However, earlier in July, the high court delivered a split verdict. On the one hand, Justice Nisha Banu observed that the habeas corpus petition filed by Balaji’s family was maintainable since, inter alia, the ED officers did not have the powers of a station house officer under the Prevention of Money Laundering Act, and as such, could not have moved for the custody of the minister. On the other hand, Justice Bharatha Chakravarthy held that Balaji's arrest did not amount to illegal detention, observing not only that the ED officers were competent to seek custody, but also that Balaji’s family had not made out a case of illegal custody or a mechanical remand order, which would have warranted the interference of the high court by way of a habeas corpus petition.

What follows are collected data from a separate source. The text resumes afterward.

PR #745, opened 2017-09-19
Mention Docker tag scheme

jrw972:


mitza-oci:
Shouldn't this PR target the gh-pages branch instead of website-next-release?

PR #749, opened 2017-10-03
Fix Monitor test

PaulCalabrese:
Add new DCPSMonitor config flag to fix Monitor test and make initialization easier.
Enhance Monitor test to really check the functionality is operational.

### DIFF
--- a/dds/monitor/MonitorFactoryImpl.cpp
+++ b/dds/monitor/MonitorFactoryImpl.cpp
@@ -177,6 +177,7 @@ MonitorFactoryImpl::initialize()
   DDS::DataWriterQos dw_qos;
   publisher->get_default_datawriter_qos(dw_qos);
   dw_qos.durability.kind = DDS::TRANSIENT_LOCAL_DURABILITY_QOS;
+  dw_qos.history.kind = DDS::KEEP_ALL_HISTORY_QOS;
 
   OpenDDS::DCPS::ServiceParticipantReportTypeSupport_var sp_ts =
     new OpenDDS::DCPS::ServiceParticipantReportTypeSupportImpl();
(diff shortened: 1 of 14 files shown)


tests/DCPS/Monitor/run_test.pl
```diff
@@ -80,6 +84,13 @@
 
 unlink $dcpsrepo_ior;
 
+my $mon_count = `grep -c Report mon.out`;
```
mitza-oci: This should be able to run on systems without 'grep'.  Equivalent functionality takes just a few lines of perl.

dds/monitor/MonitorFactoryImpl.cpp
```diff
@@ -177,6 +177,7 @@ MonitorFactoryImpl::initialize()
   DDS::DataWriterQos dw_qos;
   publisher->get_default_datawriter_qos(dw_qos);
   dw_qos.durability.kind = DDS::TRANSIENT_LOCAL_DURABILITY_QOS;
+  dw_qos.history.kind = DDS::KEEP_ALL_HISTORY_QOS;
```
mitza-oci: This may increase resources needed by the monitor library.  Is it needed?

PaulCalabrese:
I'll fix the grep usage. I didn't mean to leave that in this form.

The monitor test was seeing a high variability in the number of monitoring
samples received. Things got much more consistent after I added the
KEEP_ALL on both sides. I am open to suggestions for what would be an
appropriate combination of settings (maybe set max_samples_per_instance?).



Paul

mitza-oci:
Does the test need to count the number of samples?  Would the number of instances be more useful?

PR #758, opened 2017-10-24
Trying to get Travis CI to complete within the time limit

mitza-oci:


jwillemsen:
Disabling optimization will also help to reduce time on travis-ci

mitza-oci:
That's true but not relevant to the current problem https://travis-ci.org/objectcomputing/OpenDDS/builds/290166603.  There are 10 total build configurations.  2 have optimization enabled and neither of those is a problem because I've already adjusted them to finish within the time limit.

PR #770, opened 2017-12-08
Use DOC Group TAO 2.4.6

jwillemsen:
* configure:


mitza-oci:
Can't set status; build succeeded.

PR #773, opened 2017-12-11
Made Windows header file name case compatible with MinGW headers

mitza-oci:


mitza-oci:

PR #774, opened 2017-12-11
Added an #include needed for libc++ on FreeBSD

mitza-oci:


mitza-oci:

Hours after this verdict, the State sought to convince the top court to hear the appeals and finally decide the matter. However, a bench headed by Justice Surya Kant refused to heed the request of the central agency to decide the questions of law involved in the case and opted to continue waiting for the outcome of the litigation pending before the high court, as it had done earlier. However, the Supreme Court requested the Madras High Court Chief Justice to place the habeas corpus petition filed by Senthil Balaji's wife Megala before a larger bench at the earliest for an expeditious decision.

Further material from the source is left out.